Discuss Data: Workshop on the History of Soviet Dissent
Blinken OSA Archivum staff participated in the first in-person workshop of the project Discuss Data Community Space – History of Soviet Dissent and Samizdat/Samvydav (2023-2026) at Forschungstelle Osteuropa an der Universität Bremen. Revolved around the distribution and research of data on Soviet dissident culture, the project aims to create a community platform incorporating archival material from partner institutions.
On July 14–15, 2025, Forschungstelle Osteuropa an der Universität Bremen (Research Center for East European Studies at the University of Bremen, FSO) organized the first in-person workshop of the international project Discuss Data Community Space – History of Soviet Dissent and Samizdat/Samvydav (2023–2026).

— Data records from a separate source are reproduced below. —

PR #646, opened 2026-03-27
fix endless memory ready using getline

msmeissn:
See CVE-2026-4897

As this is run setuid root, it could bypass user based limits and run the system out of memory.

## Summary

getline can be passed a buffer, this avoids attackers passing in gigabytes of garbage

https://bugzilla.redhat.com/show_bug.cgi?id=2451739

# No newline: getline() keeps reallocating until OOM or ENOMEM
python3 -c "print('A'*200000000, end='')" | /usr/lib/polkit-1/polkit-agent-helper-1 $(whoami)

### DIFF
--- a/src/polkitagent/polkitagenthelperprivate.c
+++ b/src/polkitagent/polkitagenthelperprivate.c
@@ -48,6 +48,7 @@ _polkit_clearenv (void)
 char *
 read_cookie (int argc, char **argv)
 {
+  char buf[200];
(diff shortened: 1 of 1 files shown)


jrybar-rh:
Hello, thank you for your PR.  
Since Aisle.com reported the issue and provided the fix before I even requested for the CVE number, I guess it is fair to merge their fix.  
Anyway, you're quick and vigilant, thanks. I didn't notice the process of disclosing the security report went so fast.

The project aims at building a community platform for distribution of and research on archival data based on input from institutions hosting collections of samizdat/samvydav and dissident culture from the territory of the former USSR.

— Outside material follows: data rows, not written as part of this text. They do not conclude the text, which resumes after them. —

PR #648, opened 2026-04-07
polkitd: Add sigterm_id to store the SIGTERM event source ID

wangrong1069:
The SIGINT source ID was incorrectly overwritten by the SIGTERM handler registration, causing the SIGINT source to never be removed during shutdown. This led to a resource leak.

Add separate sigterm_id variable to properly track and cleanup both signal sources.

### DIFF
--- a/src/polkitbackend/polkitd.c
+++ b/src/polkitbackend/polkitd.c
@@ -308,6 +308,7 @@ main (int    argc,
   GOptionContext *opt_context;
   guint name_owner_id;
   guint sigint_id;
+  guint sigterm_id;
   guint sighup_id;
   guint expiration_seconds;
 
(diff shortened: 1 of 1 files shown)


vmihalko (dismissed):
[EDIT] Sorry for the noise - an earlier approval on this PR was posted in error (automated assistant). I will post my review ASAP.

vmihalko (approved):
The PR fixes a copy-paste mistake: SIGTERM was registered correctly but its source ID was stored in sigint_id, leaking the SIGINT source and only partially cleaning up on exit. The patch restores symmetric handling for all three signals (SIGINT, SIGTERM, SIGHUP).

Thank you for contributing!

This is the second phase of the project Discuss Data – Repository and discussion platform for research data, done in cooperation with the State and University Library Göttingen, sponsored by the Deutsche Forschungsgemeinschaft (German Research Fund, DFG). Partners include organizations from Russia, Ukraine, and Lithuania, as well as the Blinken OSA Archivum, which was represented at the consortium meeting by Katerina Belenkina, Archivist-Slavic Collection, József Bóné, Head of IT, and Csaba Szilágyi, Chief Archivist/Head of Human Rights Program.

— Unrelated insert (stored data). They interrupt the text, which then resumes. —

PR #656, opened 2026-05-03
Avoid periodic polling for non-existent polkit rules directories

Pablito2020:
## Summary

Currently, `polkitbackendduktapeauthority.c` watches a set of hardcoded rule directories. If some of these directories do not exist, GLib’s inotify backend falls back to polling: every 4 seconds it attempts to add the inotify watch again.

This can result in repeated filesystem lookups for paths that are known to be unused on a given system. I noticed this while experimenting with eBPF and tracing `__lookup_slow`:

```bash
sudo bpftrace -e 'kprobe:__lookup_slow { printf("Name: %s, Parent: %p, Flags: %d\n", str(((struct qstr *)arg0)->name), arg1, arg2); }'
```

On systems where polkit rules are stored only in specific locations (and we are a 100% sure the user can't add more rules, since they're declared and immutable, like for example NixOS + impermanence setup), repeatedly checking missing directories is unnecessary. Even if the underlying filesystem is usually something lightweight like `tmpfs`, avoiding this polling is still preferable when we already know that certain rule directories will never be used.

This PR introduces an optional environment variable, empty by default, that allows users or distributions to explicitly specify the directories where polkit should look for rules. When set, `polkitd` will use those directories instead of watching all the hardcoded rule paths. This allows systems with known rule locations to avoid the repeated polling caused by missing directories.

The polling behavior comes from GLib's inotify fallback implementation. When `inotify_add_watch()` fails, GLib adds the path to a "missing" watch list and periodically retries the watch every 4 seconds by default, some of the interesting links of the glib source code are the following:

- [(glib) set ups a callback for executing `im_scan_missing` each SCAN_MISSING_TIME (4 secs by default)](https://github.com/GNOME/glib/blob/main/gio/inotify/inotify-missing.c#L60)
- [(glib) `im_scan_missing`, tries to inotify the dirs, if it fails because they don't exist, don't remove the callback](https://github.com/GNOME/glib/blob/main/gio/inotify/inotify-missing.c#L108)

This PR may also be related to issue #90, although that issue mentions both configuration and rules directories, while this change only affects rule directories.

I am opening this as a draft because I have not yet checked whether there has already been previous discussion or an existing proposal around this idea, or whether the project would consider this approach viable.

I am also still pretty new to this codebase (first time with gnome glib...), and I used some AI assistance to help me get familiar with it, so please feel free to be strict in the review. :)

You can reproduce the "issue" (if it can be considered an issue?) via the eBPF command that I told you in the summary section. Be aware that, if you have all the "hardcoded" folders created, you may have to delete one of them to see the polling behavior.

### DIFF
--- a/docs/man/polkitd.xml
+++ b/docs/man/polkitd.xml
@@ -69,7 +69,7 @@
           <para>
             If set, overrides the default directories used to load JavaScript
             authorization rules. The value is a colon-separated list of
-            directories.
+            directories. Empty path elements are ignored.
           </para>
         </listitem>
       </varlistentry>
--- a/docs/man/polkitd.xml
+++ b/docs/man/polkitd.xml
@@ -61,6 +61,21 @@
     </para>
   </refsect1>
 
+  <refsect1 id="polkitd-environment"><title>ENVIRONMENT</title>
+    <variablelist>
+      <varlistentry>
+        <term><envar>POLKIT_RULES_DIRS</envar></term>
+        <listitem>
+          <para>
+            If set, overrides the default directories used to load JavaScript
+            authorization rules. The value is a colon-separated list of
+            directories.
+          </para>
+        </listitem>
+      </varlistentry>
+    </variablelist>
+  </refsect1>
+
   <refsect1 id="polkitd-author"><title>AUTHOR</title>
     <para>
       Written by David Zeuthen <email>davidz@redhat.com</email> with
--- a/src/polkitbackend/polkitbackendduktapeauthority.c
+++ b/src/polkitbackend/polkitbackendduktapeauthority.c
@@ -30,6 +30,8 @@
 /* Built source and not too big to worry about deduplication */
 #include "initjs.h" /* init.js */
 
+#define POLKIT_RULES_DIRS_ENV_VAR "POLKIT_RULES_DIRS"
+
 /**
  * SECTION:polkitbackendjsauthority
  * @title: PolkitBackendJsAuthority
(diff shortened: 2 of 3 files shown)


bluca:
Adding an environment variable to hack around the issue doesn't seem like the best solution. It should be possible to instead do some sort of exponential backoff in the retries (up to a certain cap), so that the directory probing becomes less frequent, say cap it a once every 10 minutes

Pablito2020:
Ok, that makes sense to me.

I don't think GLib currently exposes a way to configure this kind of behavior. My question is whether this feature should be proposed upstream in GLib.

I could imagine an interface like this:
```c
void
g_file_monitor_set_missing_watch_retry (GFileMonitor *monitor,
                                        guint         initial_msecs, // initial retry timeout
                                        guint         max_msecs, // max retry timeout (eg: 10 minutes)
                                        gdouble       multiplier // the exponential multiplier until arriving at max_msecs
);
```
This would adjust the internal retry parameters of struct inotify_sub in the inotify backend we are using. It might also be applicable to the libinotify-kqueue backend, although I’m not completely sure about that. For other implementations, it could simply be a no-op.

Alternatively, the function could return a status code so callers can check whether the backend supports this configuration and whether the update was applied successfully.

The main concern I see with this approach is that it would publicly expose implementation details of GFileMonitor that only apply to a subset of the available backends... Another option is to add a new flag on [FileMonitorFlags](https://docs.gtk.org/gio/flags.FileMonitorFlags.html) that enable us to fail if the file/directory does not exist (without trying polling), for letting the user of the library decide if they want to retry and how.

So, what do you think would be the best approach here?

The workshop included a presentation of staff and collections of participating institutions from which a selection will be integrated in the future Discuss Data platform. A prototype of the platform was also introduced by developers at FSO, followed by the recording of first impressions and a Q&A session. The workshop team then had a superb guided tour of the extremely rich archives of the FSO, where the earliest issues of samizdat, numerous literary and artistic publications, as well as seminal documents on human rights violation cases in the USSR in the 1950-1970s, including the handwritten transcripts of the trial against Joseph Brodsky by Frida Vigdorova from 1964, were on display. Discussions on the technical framework and content of the platform and use case scenarios followed. In conclusion, participants agreed on the schedule and assignments for the next phase of development.